At the police station FIR No. 429/98 under sections 376, 420 r.w. section 120-B IPC and 3 SC/ST act was registered and investigation was commenced. In the course of investigation the statements of Smt. Gyarsi Devi were recorded under section 161 and 164 Cr.RC. Later on Smt. Gyarsi Devi and her husband Sh. Radhey Shyam filed their affidavits wherein they deposed that the complaint had been filed by Smt. Gyarsi Devi on being coerced and unduly influenced by certain persons who wanted to defame and destroy the reputation of Smt. Alice Garg and the institution being run by her and that no rape was ever committed by any person on Smt. Gyarsi Devi. After collecting other evidence also the police concluded that no offence was committed in the case. The police, therefore, submitted a negative report on 30.7.99 in respect to the petitioner and Mool Singh aforesaid though notice regarding submission of a negative police report in the case had been given to the informant complaint Smt. Gyarsi Devi, respondent No. 2 yet she filed no protest petition against such report. However, the learned Magistrate, vide his impugned order dated 3.8.99 took cognizance of offences under sections 376, 420, 384, 385 r.w. section 120-B IPC and section 3 (i)(x)(xi) of the SC/ST Act, 1989 and summoned Alice Garg petitioner and Mool Singh aforesaid as accused through non-bailable warrants of arrests. Further, he was of the opinion that the investigating officer had wrongly taken into consideration the affidavits of Smt. Gyarsi and her husband Radhey Shyam in contravention of section 3 of Evidence Act and also did not interrogate the persons who had allegedly exercised undue influence upon them for getting the complaint filed by Smt. Gyarsi in the court and had thus committed gross error. He therefore, directed the Director General Police, Rajasthan, to hold a disciplinary enquiry against the investigating officer Sh. R.P Srivastava and called for the compliance report from him by 30.8.99. This order of the learned Magistrate dated 3.8.99 has been challenged mainly on the ground that there was absolutely no material before the learned Magistrate in the negative police report and the documents submitted along therewith to hav6 taken cognizance of any offence and summoned the petitioner and Mool Chand aforesaid as accused thereunder and that he had simply been unjustifiably and illegally led by extraneous considerations in making his order in that way. 3.
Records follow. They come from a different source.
PR #742, opened 2015-12-17
Fix doc generation on python35

jamesls:
There's a regression on python35 where the final parts of the
document aren't parsed unless you call close.

Looks like there's a fix for this here:
https://bugs.python.org/issue23144 but this won't be available
until at least 3.5.1.

Either way, calling close() should work going forward even once
the original behavior is fixed.

I did verify that it's ok to re-use the parser after you call
close().

### DIFF
--- a/.travis.yml
+++ b/.travis.yml
@@ -4,6 +4,7 @@ python:
   - "2.7"
   - "3.3"
   - "3.4"
+  - "3.5"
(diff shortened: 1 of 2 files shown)


kyleknap:
:ship:

JordonPhillips:
:boat:

PR #743, opened 2015-12-17
Use before-call event to allow short-circuiting the endpoint call.

JordonPhillips:


kyleknap:
The code change looks fine. The only issue that I can forsee is that if we ever realize that we want to exercise more of stack (the endpoint/retry logic) before we short-circuit the sending of the request to the http session we may muddy the code more with event-based if statement trees. So @jamesls @mtdowling @rayluo are we sure using the ``before-call`` event is the direction we want to go to short-circuit the sending of the request over the wire?

jamesls:
I don't think it's necessarily bad if in the future we end up wanting to allow customers to drop down to the http layer and expose some event in endpoints.  Right now, using this event is the lowest level we have before dropping down to endpoints/http and it doesn't require adding any new events.  It also allows libraries such as @garnaat's placebo to use entirely public APIs to achieve their desired functionality.

The only thing this doesn't allow customers to do is to specify HTTP responses.  I don't really see that being all that common of a use case for customers (it's arguable more interesting for us botocore devs), I'd prefer to be very cautious about not exposing internals of either the Endpoint class or the Request/Response classes in emitted events in such a way that we can't refactor the internals in the future because of backwards compatibility concerns.  This is why I'd suggest holding off on adding events to endpoints.py for now until we feel more confident about the endpoint and http interfaces.

So for me, I'm inclined to :shipit: as is.

garnaat:
FWIW, this looks pretty much ideal for what I was looking for.  As long as I can inject the response data and an HTTP response code (which I think I can do with this) that would solve all of my problems.

kyleknap:
I agree that we should not expose any of the internals of the endpoint. So I guess the way I was seeing it was that the arguments emitted in this event would not expose any of the internals of the endpoint, but I have not really thought too much about how that would look.

I do feel that we will need to support the endpoint event at some point for whatever reason, but I guess for now I am fine with making the ``before-call`` event a switch as I can see it being it intuitive that if you return something from the ``before-call`` event, botocore would use that instead of making the request.

kyleknap:
:ship:

PR #750, opened 2016-01-07
Add 429 as a status code to retry

jamesls:
Encountered this with API gateway:
http://docs.aws.amazon.com/apigateway/api-reference/handling-errors/

Given 429 Too Many Requests is a generic HTTP status code, I added
to the default set of status codes we retry instead of just for API
gateway.

cc @mtdowling @kyleknap @rayluo @JordonPhillips

### DIFF
--- a/botocore/data/_retry.json
+++ b/botocore/data/_retry.json
@@ -16,6 +16,13 @@
         }
       }
     },
+    "too_many_requests": {
+      "applies_when": {
+        "response": {
+          "http_status_code": 429
+        }
+      }
+    },
     "general_socket_errors": {
       "applies_when": {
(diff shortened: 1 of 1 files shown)


mtdowling:
:ship:

Do you know if they include a [Retry-After](https://tools.ietf.org/html/rfc6585#section-4) header? If they do, that might be an interesting thing to look into utilizing in the future.

rayluo:
:ship: Agree with @mtdowling

jamesls:
Just checked.  They do not send a retry-after header.  Might be worth sending them a feature request.

Going to go ahead and merge now.

mtdowling:
:cake:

3. I heard the learned counsel for the parties at length and carefully considered the material placed before me. 4. In all the three petitions the orders taking cognizance of certain offence and summoning the petitioners as accused thereunder were challenged. An order of taking cognizance of an offence can be revised by the revisional court including this court in exercise of the powers under section 397 Cr.P.C. All the three petitions are therefore, required to be registered as applications under section 397 Cr.P.C. The normal practice adopted by this court in the matter of revision application is that undoubtedly the revisional jurisdiction of this court under section 397 Cr.P.C. is concurrent with that of the Sessions Judge but in order to maintain and respect the hierarchy of courts the aggrieved party should first approach the Sessions Judge against the revisable order of the Magistrate so that in case of reversal of Magistrates order by the Sessions the aggrieved party may approach in revision under Section 397(3) Cr.P.C. before this court against the revisional order of the Sessions Judge. I would have therefore, transferred these petitions to the Sessions Judge concerned for disposal under Section 397 r.w. Section 399 Cr.P.C. But after hearing the learned counsel for the petitioner at the time of issuing notice to the respondent and on going through the impugned order at that time I felt satisfied that these cases do not simply challenge the legality and validity of the orders passed by the learned Magistrate but in fact highlight the abuse of process of his court by the learned Magistrate by adhering to and following certain wrong notions about the power of the Magistrate under Section 190 Cr.P.C. in respect to offences exclusively triable by courts of Sessions. I, therefore, entertained these petitions in order to place correct legal position before the Magistracy in the State. 5. In so far as S.B. Cr. Misc. Petition No. 547 and 548 of 1999 are concerned the common question arising therein is whether the learned Magistrate was justified in law in summoning the present petitioner as an (additional) accused in the case on the basis of the police report which was positive as against the other accused named as such in the report submitted under Section 173 Cr.P.C. but negative qua the petitioner.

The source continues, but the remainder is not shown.